Exact number of ergodic invariant measures for Bratteli diagrams

TL;DR

This paper characterizes the number of ergodic invariant measures for Bratteli diagrams, providing criteria for unique ergodicity, explicit descriptions for finite rank cases, and conditions for prescribed numbers of measures.

Contribution

It introduces new criteria and explicit descriptions for the number of ergodic measures in Bratteli diagrams, including conditions for unique ergodicity and support structures.

Findings

Criteria for unique ergodicity of Bratteli diagrams

Explicit structure description for diagrams with a finite number of ergodic measures

Conditions for diagrams to have prescribed numbers of ergodic measures

Abstract

For a Bratteli diagram $B$, we study the simplex $\mathcal{M}_1(B)$ of probability measures on the path space of $B$ which are invariant with respect to the tail equivalence relation. Equivalently, $\mathcal{M}_1(B)$ is formed by probability measures invariant with respect to a homeomorphism of a Cantor set. We study relations between the number of ergodic measures from $\mathcal{M}_1(B)$ and the structure and properties of the diagram $B$. We prove a criterion and find sufficient conditions of unique ergodicity of a Bratteli diagram, in which case the simplex $\mathcal{M}_1(B)$ is a singleton.

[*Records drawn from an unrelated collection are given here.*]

PR #1498, opened 2022-10-03
Use pro-rata output in constructing SwapClaimProof

### LINKED ISSUE #1497: Swaps for non-existent liquidity pools irrecoverably fail
**Describe the bug**
If you perform a swap for a non-existent liquidity pool, e.g. pizza:penumbra, you receive a swap NFT that can never be redeemed. 

**To Reproduce**
1. Swap pizza for penumbra
2. Validate that you have a swap NFT in your balance
3. Validate that tx sweep doesn't redeem the swap NFT either

**Expected behavior**
During end_block for the block in which the swap took place, swaps for non-existent liquidity pools should have a "failed" status batch swap output created so the individual swaps can retrieve their input assets.

zbuc:
Fixes #1497

### DIFF
--- a/crypto/src/proofs/transparent.rs
+++ b/crypto/src/proofs/transparent.rs
@@ -311,8 +311,8 @@ pub struct SwapClaimProof {
     pub delta_2_i: u64,
 
     // Describes output amounts
-    pub lambda_1: u64,
-    pub lambda_2: u64,
+    pub lambda_1_i: u64,
+    pub lambda_2_i: u64,
 
     // Describes first output note (lambda 1)
     pub note_blinding_1: Fq,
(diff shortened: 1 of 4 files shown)


plaidfinch:
@zbuc should we also have a guard on tx submission that prevents swaps from being submitted when there's no liquidity to begin with? you could fail the transaction entirely, in `check_tx_stateful`, rather than turning it into a swap NFT that needs to be redeemed.

zbuc:
> @zbuc should we also have a guard on tx submission that prevents swaps from being submitted when there's no liquidity to begin with? you could fail the transaction entirely, in `check_tx_stateful`, rather than turning it into a swap NFT that needs to be redeemed.

@plaidfinch I considered that but decided against it because the available liquidity could change during the block the swap is submitted, i.e. there's no way to tell with certainty whether a swap will succeed or fail when you submit it. But maybe there could be a prompt instead? "There doesn't seem to be liquidity for this trading pair and the swap may fail as a result, are you sure you wish to submit?"

plaidfinch:
Oh, that's a good point. I think that we should not do interactivity here, per previous conversations with @hdevalence where we decided that interactivity in pcli is probably not a good thing. Let's just have the swap generate a failed NFT that can be immediately claimed back, like you already did :)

For a finite rank $k$ Bratteli diagram $B$ having exactly $l \leq k$ ergodic invariant measures, we explicitly describe the structure of the diagram and find the subdiagrams which support these measures. We find sufficient conditions under which: (i) a Bratteli diagram has a prescribed number (finite or infinite) of ergodic invariant measures, and (ii) the extension of a measure from a uniquely ergodic subdiagram gives a finite ergodic invariant measure. Several examples, including stationary Bratteli diagrams, Pascal-Bratteli diagrams, and Toeplitz flows, are considered.